Y, tal y como había planeado Bylo, se subieron rápidamente al carro y se metieron en los sacos justo en la parte contraria de donde estaban cargando los dos hombres.

 

    –Bueno, esto es lo último –dijo uno de los basureros–. A ver si la próxima vez el viejo no deja pasar tanto tiempo en la recogida, que el pobre caballo cada día está más arguellado y con menos fuerzas.

 

    El otro hombre rió y cerró la puerta lateral del carro. Sacó de su bolsillo una bolsita con tabaco y se lió un cigarro. Tras encendérselo y darle una larga calada, lo apretó entre sus dientes y se montó en el carro junto a su compañero.

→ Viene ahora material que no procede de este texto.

PR #538, opened 2019-07-04
Implement CRUD puppy with interface

### LINKED ISSUE #537: Lab 6 - CRUD puppy with interface
# Lab 6 - CRUD puppy with interface

- Create an executable go program in directory `06_puppy/USERNAME` (see [hints](https://github.com/anz-bank/go-samplerest/blob/master/pkg/pet/types.go))
- Create `Storer` interface with [crud](https://en.wikipedia.org/wiki/Create,\_read,\_update_and_delete) methods for `Puppy`
- Write a `MapStore` implementation of `Storer` backed by a `map`
- Write a `SyncStore` implementation of `Storer` backed by a [sync.Map](https://golang.org/pkg/sync/#Map)
- Keep all implementation files in the same folder and in package `main`
- Test against the `Storer` interface and run in [suite](https://godoc.org/github.com/stretchr/testify/suite) with both implementations

patrickmarabeas:
Adds the Puppy, Storer, MapStore and SyncStore type definitions. 

- MapStore implements the Storer interface and supplies a NewMapStore factory function.
- SyncStore implements the Storer interface and supplies a NewSyncStore factory function.
- Uuid increment is handled internally by MapStore Create
- Read will return an empty Puppy struct if provided uuid doesn't exist
- Update will return the given Puppy struct if the uuid doesn't exist
- Destroy returns a bool dependent on uuid existing

Fixes #537

Review of colleague's PR #536

### DIFF
--- a/06_puppy/patrickmarabeas/main.go
+++ b/06_puppy/patrickmarabeas/main.go
@@ -1,0 +1,5 @@
+package main
+
+func main() {
+
+}
--- a/06_puppy/patrickmarabeas/mapStore.go
+++ b/06_puppy/patrickmarabeas/mapStore.go
@@ -1,0 +1,56 @@
+package main
+
+type MapStore struct {
+	uuid  uint
+	store map[uint]Puppy
+}
+
+// NewMapStore returns a pointer to a new instance of the MapStore struct which implements the Storer interface.
+func NewMapStore() Storer {
+	return &MapStore{
+		uuid:  0,
+		store: map[uint]Puppy{},
+	}
+}
+
+// Create increments the uuid and adds the provided Puppy struct to the store with this identifier.
+func (store *MapStore) Create(puppy Puppy) uint {
+	puppy.ID = store.uuid
+	store.store[puppy.ID] = puppy
+	store.uuid++
+
+	return puppy.ID
+}
+
+// Read returns the puppy matching the provided uuid.
+// An empty Puppy struct is returned if the identifier does not exist.
+func (store *MapStore) Read(id uint) Puppy {
+	if _, ok := store.store[id]; ok {
+		return store.store[id]
+	}
+
+	return Puppy{}
+}
+
+// Update modifies the puppy matching the provided uuid in the store with the provided Puppy struct.
+// It returns a bool whether a matching identifier was modified or not.
+func (store *MapStore) Update(id uint, puppy Puppy) bool {
+	if _, ok := store.store[id]; !ok {
+		return false
+	}
+
+	puppy.ID = id
+	store.store[id] = puppy
+	return true
+}
+
+// Destroy removes the puppy matching the provided uuid from the store.
+// It returns a bool whether a matching identifier was deleted or not.
+func (store *MapStore) Destroy(id uint) bool {
+	if _, ok := store.store[id]; !ok {
+		return false
+	}
+
+	delete(store.store, id)
+	return true
+}
--- a/06_puppy/patrickmarabeas/store_test.go
+++ b/06_puppy/patrickmarabeas/store_test.go
@@ -77,4 +77,5 @@ func (suite *StoreSuite) TestIdIncrementOnDelete() {
 
 func TestStore(t *testing.T) {
 	suite.Run(t, &StoreSuite{store: NewMapStore()})
+	suite.Run(t, &StoreSuite{store: NewSyncStore()})
 }
--- a/06_puppy/patrickmarabeas/store_test.go
+++ b/06_puppy/patrickmarabeas/store_test.go
@@ -1,0 +1,80 @@
+package main
+
+import (
+	"testing"
+
+	"github.com/stretchr/testify/assert"
+	"github.com/stretchr/testify/suite"
+)
+
+type StoreSuite struct {
+	suite.Suite
+	store Storer
+}
+
+func (suite *StoreSuite) TestCreate() {
+	a := assert.New(suite.T())
+	id := suite.store.Create(Puppy{Breed: "Wolf", Color: "Grey", Value: "450"})
+	id2 := suite.store.Create(Puppy{Breed: "Boxer", Color: "Brown", Value: "300"})
+
+	a.EqualValues(id+1, id2)
+}
+
+func (suite *StoreSuite) TestRead() {
+	a := assert.New(suite.T())
+	data := suite.store.Read(0)
+
+	a.Equal(data, Puppy{ID: 0, Breed: "Wolf", Color: "Grey", Value: "450"})
+}
+
+func (suite *StoreSuite) TestReadNonExistent() {
+	a := assert.New(suite.T())
+	success := suite.store.Read(100)
+
+	a.Equal(success, Puppy{})
+}
+
+func (suite *StoreSuite) TestUpdate() {
+	a := assert.New(suite.T())
+	success := suite.store.Update(0, Puppy{Breed: "Doberman", Color: "Black", Value: "500"})
+	data := suite.store.Read(0)
+
+	a.Equal(success, true)
+	a.Equal(data, Puppy{ID: 0, Breed: "Doberman", Color: "Black", Value: "500"})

Pasados unos minutos, el carro llegó a las puertas de la ciudad.

 

    –¡Alto! –gritó uno de los soldados levantando su mano– ¿Qué lleváis ahí? –preguntó.

 

    –Sólo llevamos basura, jefe –dijo uno de los basureros.

 

    –Sí –secundó su compañero–. Basura del Mago Errante lista para su revisión, mi general –dijo sarcásticamente.

 

    –Por cierto, cuando os subáis a revolverla –dijo el primer trabajador–, no os molestéis en mirar si hay alguna botella a medio terminar. Ya hemos dado buena cuenta de ellas –y, acto seguido, soltó un sonoro eructo.

 

    –Es verdad, jefe –volvió secundarle su compañero–. Aunque había alguna que tenía un gustillo un poco raro –dijo mientras sonreía mostrando sus negros y amarillentos dientes.

 

    –¡Ah! –exclamó el otro basurero– Pues esa será en la que oriné. Y ambos trabajadores rompieron en carcajadas.

 

    –¡Largo de aquí, patanes! –gritó el soldado con cara de asco. E hizo una señal a uno de los guardias para que les dejara el paso libre.

 

    El carro arrancó y atravesó la puerta con Bylo y Julius dentro de sus sacos, conteniendo las ganas de vomitar.